Top of GIVEN INFORMATION
PR #3250, opened 2016-02-14
The ordering of providers was being saved incorrectly because 'enable…

sickraged:
…d' providers were simply being placed at the start of the provider priority list.

What happens is that when providers are saved - the "lowest" priority active provider ends up at the front of the list because of the `providers_reordered.insert(0, curProvider)` call. This change fixes the issue by placing active providers in a separate list and then placing those ahead of inactive providers but with the ordering of the active providers maintained (as well as the ordering of the inactive providers).

### DIFF
--- a/sickrage/core/webserver/views.py
+++ b/sickrage/core/webserver/views.py
@@ -4371,7 +4371,8 @@ class ConfigProviders(Config):
                 zip([x.id for x in sickrage.torrentRssProviderList], sickrage.torrentRssProviderList))
 
         # do the enable/disable
-        providers_reordered = []
+        enabled_providers = []
+        disabled_providers = []
         sorted_providers = sortedProviderDict()
         for curProviderStr in provider_str_list:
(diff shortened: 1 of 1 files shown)


sickraged:
This follows on from 3248. 

cc @echel0n .

sickrage/core/webserver/views.py
```diff
@@ -4381,9 +4382,9 @@ def saveProviders(self, newznab_string='', torrentrss_string='', provider_order=
                 curProvObj = sorted_providers[curProvider]
                 curProvObj.enabled = curEnabled
                 if curEnabled:
-                    providers_reordered.insert(0, curProvider)
```
sickraged: @echel0n this line means that providers which a lower preference become the most preferred when saving providers.

vpara:
Hi there, my sickbird crashes all the time. Can someone help me with this?

PR #3252, opened 2016-03-03
Change url or T411

flemzord:
Update url for T411


bOOm-X:
It will be cool to have that ! t411 has indeed still changed of DNS.
What is wrong with this MR ?

flemzord:
This does not just me, the problem of travis scripts that are in error. cc @bOOm-X

PR #3255, opened 2016-03-05
Fix datetime.now() call in srShowUpdater

lpenz:


echel0n:
Issue corrected in v8.0-beta, thanks!

PR #3257, opened 2016-03-11
Added missing User-agent for tvdb API.

Aeronaut:
This will fix the "No results found, try a different search."...


dgburr:
Can confirm that this fix works

9ler:
Can confirm that this fix works - thanks Aeronaut :)

VietTPham:
Confirm working as well.

cbuckley:
Confirmed working

uilino:
Works!! thanks!!

PR #3259, opened 2016-03-20
Show only add episode that you already own

markeclaudio:
Discussed here:
http://sickrage.ca/forums/forum/help-support/bug-issue-reports/33434-show-only-add-first-season

Thanks to throwaway994 for the fix


echel0n:
This issue has been corrected via different code changes in our v8.0-BETA, thanks!

PR #3260, opened 2016-03-20
T411 moved from .in to .ch

mouftik:
Now the site has moved from *.in to *.ch so the urls need to be updated as well.


echel0n:
Version 8.0-BETA has this change applied, thanks!

PR #3262, opened 2016-03-25
Fixes for name cache

dgburr:
There are two problems with the current implementation of the name cache:

1. When srNameCache.buildNameCache() is called without arguments it only updates the first show in the list
2. The cache is not stored persistently across restarts

These problems cause backlog searches to fail, since NameParser does not get a result from sickrage.srCore.NAMECACHE.retrieveNameFromCache().  This is particularly troublesome after cache.db gets deleted since the scene_names table will be empty.


echel0n:
I've implemented this on our v8.0 beta, thanks

PR #3266, opened 2016-06-13
Fix errors in 7.0.22

ebeigarts:
Last night I updated sickrage (hadn't upgraded it since Jan 22) and it stopped working after reboot, first I had problems with `subliminal==2.0.3`, had to downgrade to `subliminal=1.1.1`, then the db upgrade didn't work (db version check and last migration was broken). Manual post-processing had runtime errors.

It now seems to be running normally. I hope you can release `7.0.23` until the next major version gets released. I also tried `develop` branch but couldn't get it to work, it had some problems with `guessit`.

Also after upgrading I had to manually run `Force Full-Update` for all my shows to avoid `Unable to parse the filename ... into a valid show`, I think it has to do something with the last migration adding empty `tmdb_id`.

### DIFF
--- a/sickrage/core/databases/__init__.py
+++ b/sickrage/core/databases/__init__.py
@@ -206,7 +206,7 @@ class Connection(object):
         """
         try:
Bottom of GIVEN INFORMATION
__TRY IT__: Set down the entries again exactly as they are.

__ANSWER SPACE__:
PR #3250, opened 2016-02-14
The ordering of providers was being saved incorrectly because 'enable…

sickraged:
…d' providers were simply being placed at the start of the provider priority list.

What happens is that when providers are saved - the "lowest" priority active provider ends up at the front of the list because of the `providers_reordered.insert(0, curProvider)` call. This change fixes the issue by placing active providers in a separate list and then placing those ahead of inactive providers but with the ordering of the active providers maintained (as well as the ordering of the inactive providers).

### DIFF
--- a/sickrage/core/webserver/views.py
+++ b/sickrage/core/webserver/views.py
@@ -4371,7 +4371,8 @@ class ConfigProviders(Config):
                 zip([x.id for x in sickrage.torrentRssProviderList], sickrage.torrentRssProviderList))
 
         # do the enable/disable
-        providers_reordered = []
+        enabled_providers = []
+        disabled_providers = []
         sorted_providers = sortedProviderDict()
         for curProviderStr in provider_str_list:
(diff shortened: 1 of 1 files shown)


sickraged:
This follows on from 3248. 

cc @echel0n .

sickrage/core/webserver/views.py
```diff
@@ -4381,9 +4382,9 @@ def saveProviders(self, newznab_string='', torrentrss_string='', provider_order=
                 curProvObj = sorted_providers[curProvider]
                 curProvObj.enabled = curEnabled
                 if curEnabled:
-                    providers_reordered.insert(0, curProvider)
```
sickraged: @echel0n this line means that providers which a lower preference become the most preferred when saving providers.

vpara:
Hi there, my sickbird crashes all the time. Can someone help me with this?

PR #3252, opened 2016-03-03
Change url or T411

flemzord:
Update url for T411


bOOm-X:
It will be cool to have that ! t411 has indeed still changed of DNS.
What is wrong with this MR ?

flemzord:
This does not just me, the problem of travis scripts that are in error. cc @bOOm-X

PR #3255, opened 2016-03-05
Fix datetime.now() call in srShowUpdater

lpenz:


echel0n:
Issue corrected in v8.0-beta, thanks!

PR #3257, opened 2016-03-11
Added missing User-agent for tvdb API.

Aeronaut:
This will fix the "No results found, try a different search."...


dgburr:
Can confirm that this fix works

9ler:
Can confirm that this fix works - thanks Aeronaut :)

VietTPham:
Confirm working as well.

cbuckley:
Confirmed working

uilino:
Works!! thanks!!

PR #3259, opened 2016-03-20
Show only add episode that you already own

markeclaudio:
Discussed here:
http://sickrage.ca/forums/forum/help-support/bug-issue-reports/33434-show-only-add-first-season

Thanks to throwaway994 for the fix


echel0n:
This issue has been corrected via different code changes in our v8.0-BETA, thanks!

PR #3260, opened 2016-03-20
T411 moved from .in to .ch

mouftik:
Now the site has moved from *.in to *.ch so the urls need to be updated as well.


echel0n:
Version 8.0-BETA has this change applied, thanks!

PR #3262, opened 2016-03-25
Fixes for name cache

dgburr:
There are two problems with the current implementation of the name cache:

1. When srNameCache.buildNameCache() is called without arguments it only updates the first show in the list
2. The cache is not stored persistently across restarts

These problems cause backlog searches to fail, since NameParser does not get a result from sickrage.srCore.NAMECACHE.retrieveNameFromCache().  This is particularly troublesome after cache.db gets deleted since the scene_names table will be empty.


echel0n:
I've implemented this on our v8.0 beta, thanks

PR #3266, opened 2016-06-13
Fix errors in 7.0.22

ebeigarts:
Last night I updated sickrage (hadn't upgraded it since Jan 22) and it stopped working after reboot, first I had problems with `subliminal==2.0.3`, had to downgrade to `subliminal=1.1.1`, then the db upgrade didn't work (db version check and last migration was broken). Manual post-processing had runtime errors.

It now seems to be running normally. I hope you can release `7.0.23` until the next major version gets released. I also tried `develop` branch but couldn't get it to work, it had some problems with `guessit`.

Also after upgrading I had to manually run `Force Full-Update` for all my shows to avoid `Unable to parse the filename ... into a valid show`, I think it has to do something with the last migration adding empty `tmdb_id`.

### DIFF
--- a/sickrage/core/databases/__init__.py
+++ b/sickrage/core/databases/__init__.py
@@ -206,7 +206,7 @@ class Connection(object):
         """
         try:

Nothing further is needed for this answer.